The Court has taken judicial notice of the record in Windsor Castle, LLC v. Simms, Case No. JP13-23-019125.
(2) After careful review, we conclude that the complaint must be dismissed. As an initial matter, a complainant may not ask this Court to issue an extraordinary writ to the Justice of the Peace Court "unless a petition for such writ shall have been first presented to and denied by the Superior Court. Because Simms has not alleged, and the Superior Court docket does not reflect, that she sought a writ of quo warranto from the Superior Court in the first instance, the complaint must be dismissed.
DEL. SUPR. CT. R. 43(B)(VI).
See In re Paskins, 2005 WL 2333896, at *1 (Del. Sept. 21, 2005) (dismissing petition for a writ of mandamus to the Court of Common Pleas because the petitioner had not sought a writ of mandamus from the Superior Court in the first instance, as required by Supreme Court Rule 43).

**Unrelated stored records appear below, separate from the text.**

PR #3097, opened 2025-11-06
Add log ignore for dropping invalid indexes

rautenrieth-da:
Fixes https://github.com/DACH-NY/cn-test-failures/issues/6328

I don't want to demote the warning, as otherwise we get no feedback that the trigger is not progressing, and we really don't expect the trigger to fail in production where each app gets its own database.


OriolMunoz-da (approved):
sgtm

PR #3096, opened 2025-11-06
Canton default change: `max-token-lifetime=Inf`

martinflorian-da:
According to upstream, setting this to `Inf` should remove the requirement of adding an `exp` field to tokens (which might be a breaking change for some validators).

[ci]

Signed-off-by: Martin Florian <martin.florian@digitalasset.com>

#### Cluster Testing
- [ ] If a cluster test is required, comment `/cluster_test` on this PR to request it, and ping someone with access to the DA-internal system to approve it.
- [ ] If a hard-migration test is required (from the latest release), comment `/hdm_test` on this PR to request it, and ping someone with access to the DA-internal system to approve it.

#### PR Guidelines
- [ ] Include any change that might be observable by our partners or affect their deployment in the [release notes](https://github.com/hyperledger-labs/splice/blob/main/docs/src/release_notes.rst).
- [ ] Specify fixed issues with `Fixes #n`, and mention issues worked on using `#n`
- [ ] Include a screenshot for frontend-related PRs - see [README](https://github.com/hyperledger-labs/splice/blob/main/TESTING.md#running-and-debugging-integration-tests) or use your favorite screenshot tool

#### Merge Guidelines
- [ ] Make the git commit message look sensible when squash-merging on GitHub (most likely: just copy your PR description).

PR #3105, opened 2025-11-06
Don't set expiration on auth tokens

martinflorian-da:
To make sure that https://github.com/hyperledger-labs/splice/pull/3096 has the desired effect.

[ci]


moritzkiefer-da:
lgtm, this sets us back to the state before the canton change so this is quite well tested, I would just merge it even before 0.5.0

moritzkiefer-da (approved):

moritzkiefer-da:
I guess I don't understand why clicking "merge" now would delay the release but :shrug:

martinflorian-da:
> delay the release

Well if, contrary to our expectation, this does cause some of our flows to fail somewhere, we might need to fix it.

Also I guess I mean not just the release itself but also the upgrades to it.

PR #4797, opened 2026-04-01
Add ignore 

pasindutennage-da:


project/ignore-patterns/canton-standalone-sv123-reonboarding.ignore.txt
```diff
@@ -22,3 +22,6 @@ Sequencing result message timed out
 Could not send a time-advancing message
 
 Request failed for sequencer.* Is the server running.*Causes: finishConnect.*
+
+#Todo(DACH-NY/cn-test-failures/7808)
+The synchronizer Synchronizer 'global' failed the following topology transactions
```
moritzkiefer-da: any reason we're not just ignoring that globally? afaict Canton is just kinda stupid and these get retried and there is zero reason why they should be a warning.

Let's also make sure we report it to Canton

pasindutennage-da: Fixed

PR #4800, opened 2026-04-01
Add alert on too many featured app rights

rautenrieth-da:
Fixes https://github.com/hyperledger-labs/splice/issues/4491


cluster/pulumi/infra/grafana-alerting/traffic_based_rewards_alerts.yaml
```diff
@@ -0,0 +1,62 @@
...
+          - refId: A
+            relativeTimeRange:
+              from: 600
+              to: 0
+            datasourceUid: prometheus
+            model:
+              editorMode: code
+              expr: max by (namespace)(pg_stat_user_tables_n_live_tup{relname="scan_rewards_reference_store_active"})
+              instant: true
+              intervalMs: 1000
```
meiersi-da, line 21: Is this the frequency of alert evaluation? We could bump that to 1 minute to save resources, or is that something we don't do?

cluster/pulumi/infra/grafana-alerting/traffic_based_rewards_alerts.yaml
```diff
@@ -0,0 +1,62 @@
...
+              type: threshold
+        dashboardUid: "00000039"
+        panelId: 74
+        noDataState: $NODATA
+        execErrState: Alerting
+        for: 1m
+        annotations:
+          __dashboardUid__: "00000039"
+          __panelId__: "74"
+          description: Scan rewards reference store on namespace {{ $labels.namespace }} has too many live rows. Check the number of active featured app right contracts.
```
meiersi-da:
```suggestion
          description: |
            Scan rewards reference store on namespace {{ $labels.namespace }} has too many live rows,
            which is likely because there are too many featured app right contracts.
            This may become a problem as the app activity record computation loads
            all featured app right contracts at round start into memory at once.
            
            Please investigate the reason for there being that many active featured
            app right contracts and determine the best course of action.
            (Note: bumping the alert limit may be OK, if the Scan app has enough memory available.)          
```

rautenrieth-da: Thanks, the detailed instructions on how to resolve the alert sound very useful!

cluster/pulumi/infra/grafana-alerting/traffic_based_rewards_alerts.yaml
rautenrieth-da: This number affects the resolution of data, but in this case it has no effect because the query is an instant query (it does not do any aggregation over time). 

I have bumped the evaluation frequency from 1m to 5min further above though.

PR #4831, opened 2026-04-02
Add dpm-sdk via nix

dasormeter:
#### PR Guidelines
- This PR lays the groundwork for making `dpm` available to splice repo, by installing the dpm sdk via nix and adding in the key damlc and daml-script components that are needed.

##### Follow-on Ideas
- A separate PR will cover changing the sbt DamlPlugin to make use of dpm.  However, merging that will need to wait on the daml projects within splice first upgrading to use a later 3.5.x sdk-version instead of the current 3.3.0-snapshot, which is too old to be supported by dpm.
- Another separate PR can also use the canton jar that is pulled in from dpm in place of whatever canton jar is being pulled in today -- this is purely optional since there is already a derivation that pulls canton jar from the canton.io site


nix/dpm-sdk.nix
```diff
@@ -0,0 +1,49 @@
+{ pkgs ? import <nixpkgs> {} }:
+
+let
+  dpmVersion = "3.5.0-pre-snapshot.20260130.227.0.vdd0bd833";
```
isegall-da: Let's please move the version and the hashes to a standalone json file, as we do for other components. Will make upgrades much cleaner

nix/dpm.nix
```diff
@@ -0,0 +1,47 @@
+{ pkgs ? import <nixpkgs> {} }:
+
+let
+  dpmPath = "europe-docker.pkg.dev/da-images/public/components/dpm";
+  dpmVersion = "1.0.10";
```
isegall-da: Same comment as above re placement of version-specific values

dasormeter: broke it out

nix/dpm-sdk.nix
dasormeter: moved

isegall-da:
Stole and extended in #5055

PR #4847, opened 2026-04-06
Traffic Based App Rewards: Compute Hashes

### LINKED ISSUE #4382: Scan app: Traffic-based App Rewards: compute hashes

adetokunbo:
Fixes #4382
Follows #4662 
Tracked in #4384

#### Cluster Testing

#### PR Guidelines

#### Merge Guidelines

### DIFF
--- a/apps/scan/src/main/openapi/scan.yaml
+++ b/apps/scan/src/main/openapi/scan.yaml
@@ -4134,6 +4134,7 @@ components:
           description: Hex-encoded root hash
 
     GetRewardAccountingBatchResponse:
+      type: object
       oneOf:
         - "$ref": "#/components/schemas/RewardAccountingBatchOfBatches"
         - "$ref": "#/components/schemas/RewardAccountingBatchOfMintingAllowances"
@@ -4143,35 +4144,45 @@ components:
           BatchOfBatches: "#/components/schemas/RewardAccountingBatchOfBatches"
           BatchOfMintingAllowances: "#/components/schemas/RewardAccountingBatchOfMintingAllowances"
 
-    RewardAccountingBatchOfBatches:
+    BaseRewardAccountingBatch:
       type: object
       required:
         - batch_type
-        - child_hashes
       properties:
         batch_type:
           type: string
-          enum: [BatchOfBatches]
-        child_hashes:
-          type: array
-          items:
-            type: string
-          description: Hex-encoded child batch hashes
+          description: |
+            The type of batch.
+            BatchOfBatches: Contains child batch hashes.
+            BatchOfMintingAllowances: Contains party + amount pairs.
+
+    RewardAccountingBatchOfBatches:
+      type: object
+      allOf:
+        - "$ref": "#/components/schemas/BaseRewardAccountingBatch"
+        - type: object
+          required:
+            - child_hashes
+          properties:
+            child_hashes:
+              type: array
+              items:
+                type: string
+              description: Hex-encoded child batch hashes
 
     RewardAccountingBatchOfMintingAllowances:
       type: object
-      required:
-        - batch_type
-        - minting_allowances
-      properties:
-        batch_type:
-          type: string
-          enum: [BatchOfMintingAllowances]
-        minting_allowances:
-          type: array
-          items:
-            "$ref": "#/components/schemas/RewardAccountingMintingAllowance"
-          description: Party + amount pairs
+      allOf:
+        - "$ref": "#/components/schemas/BaseRewardAccountingBatch"
+        - type: object
+          required:
+            - minting_allowances
+          properties:
+            minting_allowances:
+              type: array
+              items:
+                "$ref": "#/components/schemas/RewardAccountingMintingAllowance"
+              description: Party + amount pairs
 
     RewardAccountingMintingAllowance:
       type: object
--- a/apps/scan/src/main/openapi/scan.yaml
+++ b/apps/scan/src/main/openapi/scan.yaml
@@ -1665,6 +1665,31 @@ paths:
         "404":
           $ref: "../../../../common/src/main/openapi/common-external.yaml#/components/responses/404"
 
+  /v0/reward-accounting-process/rounds/{round_number}/root-hash:
+    get:
+      tags: [internal, scan]
+      x-jvm-package: scan
+      operationId: "getRewardAccountingRootHash"
+      description: |
+        SV node internal API (CIP-0104, subject to change).
+        Returns the root hash computed for the specified round.
+      parameters:
+        - name: "round_number"
+          in: "path"
+          required: true
+          schema:
+            type: integer
+            format: int64
+      responses:
+        "200":
+          description: ok
+          content:
+            application/json:
+              schema:
+                "$ref": "#/components/schemas/GetRewardAccountingRootHashResponse"
+        "404":
+          $ref: "../../../../common/src/main/openapi/common-external.yaml#/components/responses/404"
+
   /v0/history/bulk/acs:
     get:
       tags: [ pre-alpha, scan ]
@@ -4061,3 +4086,16 @@ components:
         activity_records_count:
           type: integer
           format: int64
+
+    GetRewardAccountingRootHashResponse:
+      type: object
+      required:
+        - round_number
+        - root_hash
+      properties:
+        round_number:
+          type: integer
+          format: int64
+        root_hash:
+          type: string
+          description: Hex-encoded root hash
--- a/apps/scan/src/main/openapi/scan.yaml
+++ b/apps/scan/src/main/openapi/scan.yaml
@@ -4134,23 +4134,44 @@ components:
           description: Hex-encoded root hash
 
     GetRewardAccountingBatchResponse:
+      oneOf:
+        - "$ref": "#/components/schemas/RewardAccountingBatchOfBatches"
+        - "$ref": "#/components/schemas/RewardAccountingBatchOfMintingAllowances"
+      discriminator:
+        propertyName: batch_type
+        mapping:
+          BatchOfBatches: "#/components/schemas/RewardAccountingBatchOfBatches"
+          BatchOfMintingAllowances: "#/components/schemas/RewardAccountingBatchOfMintingAllowances"
+
+    RewardAccountingBatchOfBatches:
       type: object
       required:
         - batch_type
+        - child_hashes
       properties:
         batch_type:
           type: string
-          enum: [BatchOfBatches, BatchOfMintingAllowances]
+          enum: [BatchOfBatches]
         child_hashes:
           type: array
           items:
             type: string
-          description: Hex-encoded child batch hashes (present for BatchOfBatches)
+          description: Hex-encoded child batch hashes
+
+    RewardAccountingBatchOfMintingAllowances:
+      type: object
+      required:
+        - batch_type
+        - minting_allowances
+      properties:
+        batch_type:
+          type: string
+          enum: [BatchOfMintingAllowances]
         minting_allowances:
           type: array
           items:
             "$ref": "#/components/schemas/RewardAccountingMintingAllowance"
-          description: Party + amount pairs (present for BatchOfMintingAllowances)
+          description: Party + amount pairs
 
     RewardAccountingMintingAllowance:
       type: object
--- a/apps/scan/src/main/openapi/scan.yaml
+++ b/apps/scan/src/main/openapi/scan.yaml
@@ -1690,6 +1690,39 @@ paths:
         "404":
           $ref: "../../../../common/src/main/openapi/common-external.yaml#/components/responses/404"
 
+  /v0/reward-accounting-process/rounds/{round_number}/batches/{batch_hash}:
+    get:
+      tags: [internal, scan]
+      x-jvm-package: scan
+      operationId: "getRewardAccountingBatch"
+      description: |
+        SV node internal API (CIP-0104, subject to change).
+        Returns the contents of a reward batch identified by its hash.
+        The response is either a list of child batch hashes (for internal nodes)
+        or a list of minting allowances (for leaf nodes).
+      parameters:
+        - name: "round_number"
+          in: "path"
+          required: true
+          schema:
+            type: integer
+            format: int64
+        - name: "batch_hash"
+          in: "path"
+          required: true
+          schema:
+            type: string
+            description: Hex-encoded batch hash
+      responses:
+        "200":
+          description: ok
+          content:
+            application/json:
+              schema:
+                "$ref": "#/components/schemas/GetRewardAccountingBatchResponse"
+        "404":
+          $ref: "../../../../common/src/main/openapi/common-external.yaml#/components/responses/404"
+
   /v0/history/bulk/acs:
     get:
       tags: [ pre-alpha, scan ]
@@ -4099,3 +4132,33 @@ components:
         root_hash:
           type: string
           description: Hex-encoded root hash
+
+    GetRewardAccountingBatchResponse:
+      type: object
+      required:
+        - batch_type
+      properties:
+        batch_type:
+          type: string
+          enum: [BatchOfBatches, BatchOfMintingAllowances]
+        child_hashes:
+          type: array
+          items:
+            type: string
+          description: Hex-encoded child batch hashes (present for BatchOfBatches)
+        minting_allowances:
+          type: array
+          items:
+            "$ref": "#/components/schemas/RewardAccountingMintingAllowance"
+          description: Party + amount pairs (present for BatchOfMintingAllowances)
+
+    RewardAccountingMintingAllowance:
+      type: object
+      required:
+        - provider
+        - amount
+      properties:
+        provider:
+          type: string
+        amount:
+          type: string
--- a/apps/scan/src/main/scala/org/lfdecentralizedtrust/splice/scan/admin/http/HttpScanHandler.scala
+++ b/apps/scan/src/main/scala/org/lfdecentralizedtrust/splice/scan/admin/http/HttpScanHandler.scala
@@ -2498,32 +2498,28 @@ class HttpScanHandler(
               case Some(batch: DbScanAppRewardsStore.BatchOfBatches) =>
                 ScanResource.GetRewardAccountingBatchResponse.OK(
                   definitions.GetRewardAccountingBatchResponse(
-                    batchType =
-                      definitions.GetRewardAccountingBatchResponse.BatchType.BatchOfBatches,
-                    childHashes = Some(
-                      batch.childHashes
-                        .map(_.toHex)
-                        .toVector
-                    ),
-                    mintingAllowances = None,
+                    definitions.RewardAccountingBatchOfBatches(
+                      batchType =
+                        definitions.RewardAccountingBatchOfBatches.BatchType.BatchOfBatches,
+                      childHashes = batch.childHashes.map(_.toHex).toVector,
+                    )
                   )
                 )
               case Some(batch: DbScanAppRewardsStore.BatchOfMintingAllowances) =>
                 ScanResource.GetRewardAccountingBatchResponse.OK(
                   definitions.GetRewardAccountingBatchResponse(
-                    batchType =
-                      definitions.GetRewardAccountingBatchResponse.BatchType.BatchOfMintingAllowances,
-                    childHashes = None,
-                    mintingAllowances = Some(
-                      batch.allowances
+                    definitions.RewardAccountingBatchOfMintingAllowances(
+                      batchType =
+                        definitions.RewardAccountingBatchOfMintingAllowances.BatchType.BatchOfMintingAllowances,
+                      mintingAllowances = batch.allowances
                         .map(a =>
                           definitions.RewardAccountingMintingAllowance(
                             provider = a.provider,
                             amount = a.amount.toString,
                           )
                         )
-                        .toVector
-                    ),
+                        .toVector,
+                    )
                   )
                 )
             }
--- a/apps/scan/src/main/scala/org/lfdecentralizedtrust/splice/scan/admin/http/HttpScanHandler.scala
+++ b/apps/scan/src/main/scala/org/lfdecentralizedtrust/splice/scan/admin/http/HttpScanHandler.scala
@@ -2499,8 +2499,7 @@ class HttpScanHandler(
                 ScanResource.GetRewardAccountingBatchResponse.OK(
                   definitions.GetRewardAccountingBatchResponse(
                     definitions.RewardAccountingBatchOfBatches(
-                      batchType =
-                        definitions.RewardAccountingBatchOfBatches.BatchType.BatchOfBatches,
+                      batchType = "BatchOfBatches",
                       childHashes = batch.childHashes.map(_.toHex).toVector,
                     )
                   )
@@ -2509,8 +2508,7 @@ class HttpScanHandler(
                 ScanResource.GetRewardAccountingBatchResponse.OK(
                   definitions.GetRewardAccountingBatchResponse(
                     definitions.RewardAccountingBatchOfMintingAllowances(
-                      batchType =
-                        definitions.RewardAccountingBatchOfMintingAllowances.BatchType.BatchOfMintingAllowances,
+                      batchType = "BatchOfMintingAllowances",
                       mintingAllowances = batch.allowances
                         .map(a =>
                           definitions.RewardAccountingMintingAllowance(
--- a/apps/scan/src/main/scala/org/lfdecentralizedtrust/splice/scan/admin/http/HttpScanHandler.scala
+++ b/apps/scan/src/main/scala/org/lfdecentralizedtrust/splice/scan/admin/http/HttpScanHandler.scala
@@ -2463,7 +2463,7 @@ class HttpScanHandler(
               ScanResource.GetRewardAccountingRootHashResponse.OK(
                 definitions.GetRewardAccountingRootHashResponse(
                   roundNumber = rootHash.roundNumber,
-                  rootHash = rootHash.rootHash.toByteArray.map("%02x".format(_)).mkString,
+                  rootHash = rootHash.rootHash.toHex,
                 )
               )
           }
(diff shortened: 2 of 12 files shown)


apps/scan/src/test/scala/org/lfdecentralizedtrust/splice/scan/store/DbScanAppRewardsStoreTest.scala
```diff
@@ -614,6 +614,344 @@ class DbScanAppRewardsStoreTest
...
+          )
+        )
+        _ <- store.insertAppRewardPartyTotals(
+          (0 to 2).map(i =>
+            AppRewardPartyTotalT(historyId, roundNumber, i, BigDecimal(s"${i + 1}.0"))
+          )
+        )
+        _ <- store.computeRewardHashes(roundNumber, batchSize = 100)
+        batchHashes <- store.getAppRewardBatchHashesByRound(roundNumber)
+        rootHash <- store.getAppRewardRootHashByRound(roundNumber)
```
dfordivam: Perhaps the basic stuff like rootHash could be checked for all scenarios. Factoring out this and hashsize checks, into a separate API and apply to all tests would improve readibility

apps/scan/src/main/scala/org/lfdecentralizedtrust/splice/scan/store/db/DbScanAppRewardsStore.scala
```diff
@@ -463,6 +476,90 @@ class DbScanAppRewardsStore(
...
+              and round_number = $roundNumber
+              and batch_level = ${parentLevel - 1}
+              and party_seq_num_begin_incl >= $beginIncl
+              and party_seq_num_end_excl <= $endExcl
+            order by party_seq_num_begin_incl
+      """.as[Array[Byte]],
+      "appRewards.lookupBatchByHash.children",
+    ).map(_.map(ByteString.copyFrom))
+
+  private def getLeafAllowances(
```
dfordivam, line 592: Add comment about coalesce

apps/scan/src/main/scala/org/lfdecentralizedtrust/splice/scan/store/db/DbScanAppRewardsStore.scala
```diff
@@ -269,6 +275,13 @@ class DbScanAppRewardsStore(
     )
   }
 
+  /** DBIO action to read the total activity weight for a round. */
+  private def getAppActivityRoundTotalWeightAction(roundNumber: Long) =
+    sql"""select total_round_app_activity_weight
+          from #${Tables.appActivityRoundTotals}
+          where history_id = $historyId and round_number = $roundNumber
+    """.as[Long].head
```
dfordivam, line 328: Perhaps comment on why `head` is ok here (I assume that caller has to be cautious in using this?) The alternate would be to return option and throw on the caller side.

apps/scan/src/main/scala/org/lfdecentralizedtrust/splice/scan/store/db/DbScanAppRewardsStore.scala
```diff
@@ -576,52 +693,185 @@ class DbScanAppRewardsStore(
...
+    runUpdate(
+      computeRewardTotalsAction(roundNumber, params)
+        .map(_ => logger.debug(s"Computed reward totals for round $roundNumber."))
+        .transactionally,
+      "appRewards.computeRewardTotals",
+    )
+  }
+
+  /** DBIO action for computing reward totals. */
+  private def computeRewardTotalsAction(
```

(3) It also appears from the allegations of the complaint and publicly available records that the complaint is without merit. As this Court explained in Capriglione v. State, "[t]he writ of quo warranto 'is a remedy that is essentially adversarial in nature that seeks to remove the challenged officer from a position. The writ or order is like a summons commanding the respondent to show by what authority he or she claims to hold an office and is, in effect, an order to show cause. '" In support of her allegations that the magistrate's term was expired, Simms attached records from a New Castle County public records database and the General Assembly website indicating that the magistrate's term expired in 2011. But the General Assembly's website confirms that the magistrate was reappointed as recently as June 2023. Finally, to the extent that the complaint seeks to correct legal errors in the summary-possession action or other relief beyond removal of the magistrate from office, a proceeding for a writ of quo warranto cannot provide the desired relief.

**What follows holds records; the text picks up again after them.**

PR #4852, opened 2026-04-06
support ephemeral storage requests&limits in gha runners

isegall-da:
Part of https://github.com/DACH-NY/cn-test-failures/issues/7861
(the actual values are in cn-internal)

#### Cluster Testing

#### PR Guidelines

#### Merge Guidelines

### DIFF
--- a/cluster/pulumi/common/src/config/configSchema.ts
+++ b/cluster/pulumi/common/src/config/configSchema.ts
@@ -40,6 +40,7 @@ export const SingleResourceSchema = z
   .object({
     memory: z.string().optional(),
     cpu: z.string().optional(),
+    ephemeralStorage: z.string().optional(),
   })
   .optional();
 


cluster/pulumi/gha/src/runners.ts
nicu-da, line 24: don't think this does what we need. this is basically just a type indicator for typescript, it has no effect on the underlying object. we need to modify the actual schema in `SingleResourceSchema`

isegall-da: Argh. I think we need both. This is the resources that get copied to the actual k8s objects, so pretty sure we do need this, but indeed we also need the one that parses our configs

isegall-da: (added)

nicu-da: ideally yes, we can in theory get away with not adding it to the type we define here because that's just informative, it will not strip away any extra fields you pass afaik

isegall-da: gotta love typescript...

279 A.3d 803, 805 n.13 (Del. 2021) (quoting 65 AM. JUR. 2D Quo Warranto § 2 (Feb. 2021)); see also Hampson v. State, 233 A.2d 155, 156 (Del. 1967) (describing a petition for a writ of quo warranto as "the common law remedy available in Delaware for determining the right to hold and occupy a public office").

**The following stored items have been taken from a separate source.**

PR #4857, opened 2026-04-06
localnet: add support for pv35

isegall-da:
#### Cluster Testing

#### PR Guidelines

#### Merge Guidelines

### DIFF
--- a/apps/app/src/test/scala/org/lfdecentralizedtrust/splice/integration/tests/LocalNetFrontendIntegrationTest.scala
+++ b/apps/app/src/test/scala/org/lfdecentralizedtrust/splice/integration/tests/LocalNetFrontendIntegrationTest.scala
@@ -26,17 +26,17 @@ class LocalNetFrontendIntegrationTest
   override def environmentDefinition: SpliceEnvironmentDefinition =
     EnvironmentDefinition
       .fromResources(Seq("localnet-topology.conf"), this.getClass.getSimpleName)
-      .addConfigTransforms((_, conf) =>
-        conf.copy(
-          remoteParticipants = conf.remoteParticipants.map { case (p, config) =>
-            p -> config.copy(
-              adminApi = config.adminApi,
-              ledgerApi = config.ledgerApi,
-              token = Some(AuthUtil.testToken(AuthUtil.testAudience, "ledger-api-user", "unsafe")),
-            )
-          }
-        )
-      )
+//      .addConfigTransforms((_, conf) =>
+//        conf.copy(
+//          remoteParticipants = conf.remoteParticipants.map { case (p, config) =>
+//            p -> config.copy(
+//              adminApi = config.adminApi,
+//              ledgerApi = config.ledgerApi,
+//              token = Some(AuthUtil.testToken(AuthUtil.testAudience, "ledger-api-user", "unsafe")),
+//            )
+//          }
+//        )
+//      )
       .updateTestingConfig(
         _.focus(_.participantsWithoutLapiVerification).replace(
           Set(
@@ -212,7 +212,7 @@ class LocalNetFrontendIntegrationTest
       val participantClient = new ParticipantClientReference(
         env,
         appProviderParticipant.name,
-        appProviderParticipant.config,
+        appProviderParticipant.config.copy(token = Some(token)),
       )
       val hash = participantClient.upload_dar_unless_exists(
         "apps/app/src/test/resources/nuck-example-main-0.0.1.dar"


cluster/compose/localnet/conf/canton/app.conf
```diff
@@ -30,6 +30,9 @@ canton {
     # a large number of participants.
     timeouts.processing.verify-active = 40.seconds
     timeouts.processing.slow-future-warn = 20.seconds
+
+    alpha-version-support = yes
```
isegall-da: TODO: remove this.
If we merge before pv35 is stable, make this condition
If we wait for it to be stable, just drop this

cluster/compose/localnet/conf/canton/app.conf
```diff
@@ -91,6 +94,8 @@ _participant {
     }
     # Bump ACS pruning interval to make sure ACS snapshots are available for longer
     journal-garbage-collection-delay = 24h
+
+    alpha-version-support = yes
```
isegall-da: TODO: remove this.
If we merge before pv35 is stable, make this condition
If we wait for it to be stable, just drop this

isegall-da:
@moritzkiefer-da @meiersi-da 
Still need to decide whether we merge this already or wait for a stable PV, but mind taking a look already please?

cluster/compose/localnet/conf/canton/app.conf
```diff
@@ -81,7 +84,7 @@ _participant {
   }
 
   parameters {
-    initial-protocol-version = 34
+    # initial-protocol-version = 34
```
moritzkiefer-da: can we just delete it instead of uncommenting?

cluster/compose/localnet/conf/canton/app.conf
moritzkiefer-da: >  If we wait for it to be stable, just drop this

How about, just adding documentation on how to set this? Otherwise we have this whole mess of a discussion we had around PV dev/35 for the next PV dev again. I'd much rather just never set it by default but document how to enable it so we can solve this once and forall.

cluster/compose/localnet/conf/canton/app.conf
moritzkiefer-da: remove?

cluster/compose/localnet/conf/canton/app.conf
moritzkiefer-da: remove and document

apps/app/src/test/scala/org/lfdecentralizedtrust/splice/integration/tests/LocalNetFrontendIntegrationTest.scala
```diff
@@ -179,4 +191,220 @@ class LocalNetFrontendIntegrationTest
...
+          .singleRequest(
+            Post(s"$url/v2/packages")
+              .withHeaders(Seq(Authorization(OAuth2BearerToken(token))))
+              .withEntity(entity)
+          )
+          .futureValue
+      response.status should be(StatusCodes.OK)
+
+      val grpcHost = "grpc-ledger-api.localhost"
+      val channel = io.grpc.ManagedChannelBuilder.forAddress(grpcHost, port).usePlaintext().build()
```
moritzkiefer-da: can we just add a remote participant in the env and then use that for all these commands to remove all this boilerplate?

moritzkiefer-da (approved):
lgtm minus the discussion on alpha version support

apps/app/src/test/scala/org/lfdecentralizedtrust/splice/integration/tests/LocalNetFrontendIntegrationTest.scala
isegall-da: Hmm... For some reason I convinced myself that that doesn't work, but I can't think of any good reason why not given that I did get it to work this way, so will definitely give it a try again.

apps/app/src/test/scala/org/lfdecentralizedtrust/splice/integration/tests/LocalNetFrontendIntegrationTest.scala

DEL. GEN. ASSEM., Hon. James R. Hanby Sr. Nominee Information, at https://legis.delaware.gov/Nomination?nominationId=2128 (reflecting Senate confirmation of reappointment on June 7, 2023, for an eight-year term); see also DEL. GEN. ASSEM., Hon. James R. Hanby Sr. Nominee Information, at https://legis.delaware.gov/ Nomination?nominationId=1628 (reflecting Senate confirmation of reappointment on May 17, 2017, for a six-year term).
See Hampson, 233 A.2d at 157 (stating that a proceeding for a writ of quo warranto is "brought by the Attorney General in the public interest against an alleged usurper of the office" and that the "remedy afforded by the writ is that of ouster"); see also 65 AM. JUR. 2d Quo Warranto § 2 (Jan. 2024) ("Quo warranto is a preventative remedy addressed to preventing a continuing exercise of an authority unlawfully asserted rather than to correcting what has already been done under that authority.").
NOW, THEREFORE, IT IS ORDERED that the complaint seeking issuance of a writ of quo warranto is DISMISSED.